PR #117, opened 2020-04-19
Update README.md

vyscond:
- Covering Fedora steps to install SDL2 lib
- Recommending pip installation with `--user` flag

### DIFF
--- a/README.md
+++ b/README.md
@@ -23,12 +23,11 @@ Installation
 The instructions are simple, if you already have a functioning Python environment on your machine.
 
  1. Install SDL2 through your package manager:
-
  - Ubuntu `sudo apt install libsdl2-dev`
  - Fedora `sudo dnf install SDL2-devel`
  - OS X `brew install sdl2`
 
- 2. Install PyBoy using __`pip install --user pyboy`__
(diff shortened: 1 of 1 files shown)


Baekalfen:
The `--user` might be subjective. I get the following warning:
```
WARNING: The script pyboy is installed in '/Users/mads/Library/Python/3.7/bin' which is not on PATH.
  Consider adding this directory to PATH or, if you prefer to suppress this warning, use --no-warn-script-location.
  NOTE: The current PATH contains path(s) starting with `~`, which may not be expanded by all applications.
```

It that a general recommendation?

krs013:
I would consider `--user` to be good practice, though perhaps not as good as using a virtual environment. If it's the only alternative to `sudo pip3 install pyboy` on a system running Ubuntu or Debian (can't test atm) then `--user` is infinitely better. The only thing lost is the ability to run PyBoy as a script "`pyboy`" instead of the longer `python3 -m pyboy`, and we can add a note in the wiki about adding `~/Library/Python/3.7/bin` to `PATH` if that behavior is desired.

Baekalfen:
Thanks for the help @vyscond ! I've chosen some middle ground, as out of my test systems, only  Windows requires it (Mac, Ubuntu, Manjaro and Windows)

PR #121, opened 2020-04-21
Add basic Kirby Dream Land support

MaciekBaron:
Thought I'll add basic support for Kirby Dream Land:

- Ability to start game (skips start screen and intro)
- Tracking health, lives and score

### DIFF
--- a/pyboy/plugins/game_wrapper_kirby_dream_land.py
+++ b/pyboy/plugins/game_wrapper_kirby_dream_land.py
@@ -8,10 +8,7 @@ __pdoc__ = {
 }
 
 import logging
-from math import floor
-from array import array
 
-import numpy as np
 from pyboy.utils import WindowEvent
 
 from .base_plugin import PyBoyGameWrapper
@@ -44,10 +41,10 @@ class GameWrapperKirbyDreamLand(PyBoyGameWrapper):
         """The lives remaining provided by the game"""
         self.fitness = 0
         """
-        A built-in fitness scoring. The scoring is equals to `score`.
+        A built-in fitness scoring. Taking score, health, and lives left into account.
 
         .. math::
-            fitness = score * health * lives_left
+            fitness = score \\cdot health \\cdot lives\\_left
         """
         super().__init__(*args, game_area_section=(0, 0) + self.shape, game_area_wrap_around=True, **kwargs)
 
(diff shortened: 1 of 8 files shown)


Baekalfen:
That's really cool! Awesome work!

Do you have a small example, that I could include in the automatic testing?

MaciekBaron:
Yeah sure, I'll create an example in the `examples` folder, will that do?

Baekalfen:
Yes, that would be perfect

MaciekBaron:
Ok that's added one, I tested it locally and all assertions pass

pyboy/plugins/game_wrapper_kirby_dream_land.py
```diff
@@ -0,0 +1,172 @@
...
+        self._tile_cache_invalid = True
+        self._sprite_cache_invalid = True
+
+        multiplier = 100000
+        index = 0
+        score = 0
+        while multiplier > 10:
+          score += self.pyboy.get_memory_value(0xD06F + index) * multiplier
+          multiplier /= 10
+          index += 1
```
Baekalfen, line 64: I can't tell what this part is doing

MaciekBaron: The score is stored between `0xd06F`and five bytes later, with every digit of the score taking one byte (later used for displaying the score on the screen).

So if the score is `007250`, I multiply each digit (`0`, `0`, `7`, `2` etc.) by the multiplier (`100000`, `10000`, `1000`, `100` etc.) to get the score value.

Hope this makes sense - there might be a better way of achieving this - I think you already employ a similar approach when reading the score from the screen and using the tile indexes.

Baekalfen: Ah, of course! At a glance, I couldn't figure out what was going to be exponential like that.

Baekalfen:
I fixed a few minor things. I'm no AI/ML expert, but is it important to have the level progressing (how far to the right the AI gets) as a component of the `fitness` value?

If not, I think I'm ready to merge.

And just a question. How did you locate those memory addresses?

MaciekBaron:
The fitness value is currently just a "placeholder", can be improved later on.
I got the memory values using [BGB](https://bgb.bircd.org/) (an emulator with memory viewing/editing capabilities).

Baekalfen:
Ok, understood. But thanks a lot for your contribution! It's pretty solid work :) 

I'll merge it into a pre-release branch now and hopefully soon deploy it as v1.0.2.

PR #125, opened 2020-04-24
Added get_input method to pyboy.py + Added str and int conversion to WindowEvent

Kugge:
I don't know if the documentation for the get_input method is good thought I'm not a great english speaker.

### DIFF
--- a/README.md
+++ b/README.md
@@ -5,7 +5,7 @@
 __If you have any questions, or just want to chat, [join us on Discord](https://discord.gg/Zrf2nyH).__
 
 
-It is highly recommended to read the [report](https://github.com/Baekalfen/PyBoy/raw/master/PyBoy.pdf) to get a light introduction to Game Boy emulation. The report is relevant, eventhough you want to contribute to another emulator, or create your own.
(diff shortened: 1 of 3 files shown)


Baekalfen:
There's a problem with using `handle_events`. Each plugin will perform an action based on the input that is given. If you call `pyboy.tick()` and then `handle_event`, the list will likely be empty, and if it isn't, some plugins might do the same operation twice.

I'll see if I can make a way to get the events of the previous cycle.

Kugge:
> There's a problem with using `handle_events`. Each plugin will perform an action based on the input that is given. If you call `pyboy.tick()` and then `handle_event`, the list will likely be empty, and if it isn't, some plugins might do the same operation twice.
> 
> I'll see if I can make a way to get the events of the previous cycle.

Is there a way to convert `self.mb.interaction.standard` and `self.mb.interaction.directional` to `WindowEvent` input ? It should solve the problem i guess

Baekalfen:
> Is there a way to convert `self.mb.interaction.standard` and `self.mb.interaction.directional` to `WindowEvent` input ? It should solve the problem i guess

I'm not sure I follow. I've committed a fix, and it should work now.

PR #134, opened 2020-04-28
Implemented v1 of the Debugger's Memory Window

kr1tzy:
- Implemented the `MemoryWindow` class in pyboy/plugins/debug.py
- Added the necessary attributes in pyboy/utils.py & pyboy/plugins/window_sdl2.py
- Added the new memory window hot keys to the __main__.py output
  - J - next 0x100 bytes
  - K - back 0x100 bytes
  - Left Shift - forward 0x1000 bytes
  - Right Shift - back 0x1000 bytes
- Added pyboy/plugins/assets/Mono_Hack_Font.ttf as the default font to use with SDL2_ttf
- Updated the README with the package manager install instructions for each OS.


kr1tzy:
Forgot to add u guys as  reviewers @Baekalfen @krs013

README.md
```diff
@@ -54,9 +54,10 @@ Original Developers
  * Mads Ynddal - [baekalfen](https://github.com/Baekalfen)
  * Troels Ynddal - [troelsy](https://github.com/troelsy)
 
-GitHub Collaborators
---------------------
+Core Developers
+---------------
 
+ * Mads Ynddal - [baekalfen](https://github.com/Baekalfen)
  * Kristian Sims - [krs013](https://github.com/krs013)
```
Baekalfen, line 61: I removed your name here, as I can see that it was ambiguous.

We'll add a different list for contributors in v1.1.0

pyboy/plugins/debug.py
```diff
@@ -8,11 +8,13 @@
 from array import array
 
 import sdl2
+from sdl2.sdlttf import *
```
Baekalfen, line 11: Could you expand the `*` to be the explicit imports? It makes it easier to work with in the future.

pyboy/utils.py
```diff
@@ -151,7 +151,11 @@ class WindowEvent:
         _INTERNAL_RENDERER_FLUSH,
         _INTERNAL_MOUSE,
         _INTERNAL_MARK_TILE,
-    ) = range(36)
+        PRESS_BUTTON_J,
+        PRESS_BUTTON_K,
+        PRESS_BUTTON_LSHIFT,
+        PRESS_BUTTON_RSHIFT
```
Baekalfen, line 157: The events should represent the action they are performing, not the button

pyboy/plugins/debug.py
```diff
@@ -522,6 +539,119 @@ def update_title(self):
...
+        return events
+
+    def draw_overlay(self):
+        pass
+
+    def copy_tile(self, tile_cache0, t, xx, yy, to_buffer):
+        pass
+
+    def mark_tile(self, x, y, color, height, width, grid):
+        pass
```
Baekalfen, line 652: Did you need to define these?

Baekalfen:
The rendering looks a bit rough. Is there anything that can be done to that? 
image

pyboy/utils.py
kr1tzy: Okay, i can change this.

pyboy/plugins/debug.py
kr1tzy: I believe i did that to just override the default behavior with a pass so it wouldn't do anything wonky.

kr1tzy:
I can mess with the rendering to polish it up some. I'm not fully clear on what you mean by anti-aliasing.

kr1tzy:
Also, I'll take a swing at implementing the Cython stuff. @Baekalfen

Baekalfen:

krs013:
The commit history of this PR has gotten quite polluted, possibly from rebases or force pushes on the upstream branch. In an effort to fix this... I made a copy of this branch and rebased it as well. Maybe not the great solution, but it has a clean history of only the pertinent commits. I haven't force pushed it onto this branch yet; we can decide whether to open a new PR or overwrite this one together. For now, you can see it here: https://github.com/krs013/PyBoy/tree/memory-window-rebase

For my part, I like this. It seems to work well as far as I can tell. I might ask for a different button for fast scrolling than the two shift buttons, though. We've also talked about whether it's worth adding `sdl2-ttf` as a dependency, and I don't remember where we arrived on that. Personally I am against adding dependencies for the main code when possible, since it means existing installations will break with an update. To avoid that, we could try to make the memory window optional somehow (but that would probably mean changing the compilation process), or go for a solution that doesn't use the ttf library (but that sounded like it would require bundling a bitmap font), or wait until some future date when we can link externally built plugins and push this to a separate repo, and reject merging for now (but who knows if that will happen). So... those are the options I see, or else we just add ttf. Either way, this PR has been sitting for a while, so let's see what we can do with it!

krs013:
(Copy of my comment when I did this on the other PR)

I've reset the base branch and cherry picked the commits that belong in this PR. Unfortunately, since that technically creates new commits, the time stamps have changed, so the comments are a little out of order. Still, we can at least see the real history and file changes now. Sorry about the force pushes. I know it's a hassle, but hopefully we don't have to do this too much.

If anyone wants to keep working on this branch, I'd recommend just deleting your local branch and checking out this one. If you have uncommitted changes, you can stash them before the reset and pop them after to reapply. If you have committed changes you can rebase or cherry pick them. Merge will not work anymore, though. This may not be the best solution, but it's what I've got.

krs013:
Anyway, awesome, this is a good feature that we should be able to prepare and merge without too much hassle. For now, I think it doesn't work on PyPy, and we'll want to undo some of the stuff adding TTF and find a way to get non-TTF fonts bundled in. If possible, I think it would be really nice to make the text stuff a general utility that could even be used to decorate some of the other windows, or display status messages/menus on the main screen. Then the memory window display just has to format its contents and call that general print function. I might play around with that a bit, and of course we'll all be talking on discord about how that could go.

pyboy/plugins/debug.py
```diff
@@ -4,22 +4,26 @@
...
 
-
 try:
-    from cython import compiled
+    from cython import compiled, NULL
+    import cython
     cythonmode = compiled
 except ImportError:
     cythonmode = False
+    exec("NULL = None", globals(), locals())
```
krs013, line 25: This is a really clever trick, and I love it. We might be able to work that into some of the other SDL calls.

krs013:
The crashes I mentioned in the last commit message seem to have been a problem with my machine, which had other stability problems as well. I haven't been able to reproduce any crashes on other systems, including another machine with the same software installed and the same machine with a new OS installed. Speed is still a bit of an issue and might deserve some attention, if for nothing else than to be able to independently disable this plugin apart from the existing debug plugins. Otherwise, I think it's ready for review and merge.

Also FWIW GitHub likes to point out that the branch is out-of-date with master, but I don't think we necessarily want to merge master into here. I would locally merge this branch into master directly on a live machine, fixing conflicts and running tests, and then just push the merged master if it all looks good. But maybe I'm missing some idea there, idk.

PR #136, opened 2020-04-29
Feature/gymboy

MathisFederico:
FIxed tests


pyboy/plugins/game_wrapper_tetris.py
```diff
@@ -175,6 +175,7 @@ def game_area(self):
         """
         return PyBoyGameWrapper.game_area(self)
 
+
```
Baekalfen, line 178: Try installing this: `pip install pre-commit`. It will format the code on `git commit` according to the project settings.

PR #144, opened 2020-04-30
Update of mario game_wrapper

MathisFederico:
Added the game_over function
Started the compressed observation for world 1 (assuming the tiles are not the same for every world, we need a better implementation or tiles_compressed for that ...)

Work In Progress


pyboy/plugins/game_wrapper_tetris.py
```diff
@@ -134,9 +147,6 @@ def reset_game(self):
         else:
             logger.error("Tried to reset game, but it hasn't been started yet!")
 
-    def _game_area_np(self):
-        return np.asarray(self.game_area())
-
```
Baekalfen, line 139: This is needed for `__repr__`

pyboy/plugins/game_wrapper_super_mario_land.py
```diff
@@ -21,6 +22,140 @@
 except ImportError:
     cythonmode = False
 
+tiles_minimal = np.zeros((24, 16), dtype=np.uint8)
```
Baekalfen, line 25: I think a lot of the assignments below could be parameterized/automated. There's only hardcoded values. Would it improve readability as well, if it was structure as a for-loop and the ids were automatically incremented?

pyboy/plugins/game_wrapper_super_mario_land.py
```diff
@@ -166,6 +303,13 @@ def game_area(self):
         """
         return PyBoyGameWrapper.game_area(self)
 
+    def game_over(self):
+        if self.lives_left > 0:
+            return False
+        tiles = self._game_area_np()
+        mario_at_bottom = np.any(np_in_mario_tiles(tiles[-1, :]))
+        return np.any(tiles == 15) or mario_at_bottom
```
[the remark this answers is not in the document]
MathisFederico: It's not that minor given that done is run every frame !
It needs to be as clean as it can be, thank you for the advice !

pyboy/plugins/game_wrapper_super_mario_land.py
MathisFederico: Yeah, I know it was a first shot, and I wanted feedback on the tiles_compressed and tiles_minimal before investing some more times !

I'll try to think to a cleaver way now ^^

MathisFederico: Done

Baekalfen:
We might need a test to verify `game_over`

pyboy/plugins/game_wrapper_super_mario_land.py
```diff
@@ -166,6 +235,13 @@ def game_area(self):
         """
         return PyBoyGameWrapper.game_area(self)
 
+    def game_over(self):
+        if self.lives_left > 0:
+            return False
+        tiles = self._game_area_np()
+        mario_at_bottom = np.any(np_in_mario_tiles(tiles[-1, :]))
+        return mario_at_bottom or np.any(tiles == 15)
```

### [Work to be completed]
Above are the entries. Quote exactly the lines from the one bearing "-44,10 +41,10 @@" through the one bearing "That's really cool! Awesome work!".

### [Expected output]
@@ -44,10 +41,10 @@ class GameWrapperKirbyDreamLand(PyBoyGameWrapper):
         """The lives remaining provided by the game"""
         self.fitness = 0
         """
-        A built-in fitness scoring. The scoring is equals to `score`.
+        A built-in fitness scoring. Taking score, health, and lives left into account.
 
         .. math::
-            fitness = score * health * lives_left
+            fitness = score \\cdot health \\cdot lives\\_left
         """
         super().__init__(*args, game_area_section=(0, 0) + self.shape, game_area_wrap_around=True, **kwargs)
 
(diff shortened: 1 of 8 files shown)


Baekalfen:
That's really cool! Awesome work!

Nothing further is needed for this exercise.